Strona:Maria Rodziewiczówna - Klejnot.djvu/214

Z Wikiźródeł, wolnej biblioteki
Ta strona została skorygowana.

ten dobra nie znał, kto was stroskał, panie-sokole! A u nas wieczorem bez was, jak ta ruta pod śniegiem! I u nas troska! Słyszeli wy?
— Nie; może Ihnata do wojska wzięli?
— Gorzéj! Słychać, że ten się w okolicy pojawił.
— Kto?
— A ów-że, mój tatko nieszczęsny!
— Nie może być! Uwolnili go?
— Nie, uciekł! Gadają, co u Makarewiczów w Dubinkach się pokazał i po lasach się włóczy. Baba z tego i choruje. Mój Boże, jak on tu kiedy przyjdzie!
— Nie ośmieli się złego uczynić. Zresztą was tyle ludzi: nie dacie baby!
— To pewnie! Ihnat i Maksym wartują nocami w jéj chacie i do Ułasa baba chodziła.
— A cóż Ułas pomoże?
— On wszystko wié. Powiedział, że jéj krzywda się nie stanie, ale grosze kazał schować.

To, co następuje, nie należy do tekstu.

PR #3775, opened 2025-06-30
Making 'Satisfaction' question in the training log questionnaire optional

idiloks:
# Description of feature

"Satisfaction" question in the training log is now optional. When type = 'range' values do not have a value the name attribute is removed. Therefore, the browser does not assign a default value to the range questions.

### DIFF
--- a/projects/sport-data-valley/seeds/questionnaires/training_log.rb
+++ b/projects/sport-data-valley/seeds/questionnaires/training_log.rb
@@ -139,12 +139,12 @@ dagboek_content = [
   },
   {
     id: :v7,
-    title: { nl: 'Tevredenheid over training', en: 'Training satisfaction' },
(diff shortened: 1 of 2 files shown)


projects/sport-data-valley/seeds/questionnaires/training_log.rb
```diff
@@ -166,7 +167,7 @@
     title: { nl: 'Plezier tijdens training (optioneel)', en: 'Fun during training (optional)' },
     type: :range,
     min: 1,
-    max: 5,
+    max: 5,
```
emerencia, line 170: remove?

emerencia:
Specs are failing, can you look into which specs are going wrong and fix them?

emerencia:
The rest LGTM.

— To pewne, że na pieniądze najłacniéj się ułakomi. A ty się jego nie lękasz?
— Nie! Ja-bym chciała go zobaczyć! Może nieszczęsny. Ja-bym jego stała prosić o babę.
Przeszli podwórze i w głębi weszli do małéj staréj chatki, w któréj mieszkała sama baba i złożone były skarby całéj rodziny.
— Kto tam? — spytała przeze drzwi stara.
— Pan komisarz do was! — odparła Tekla.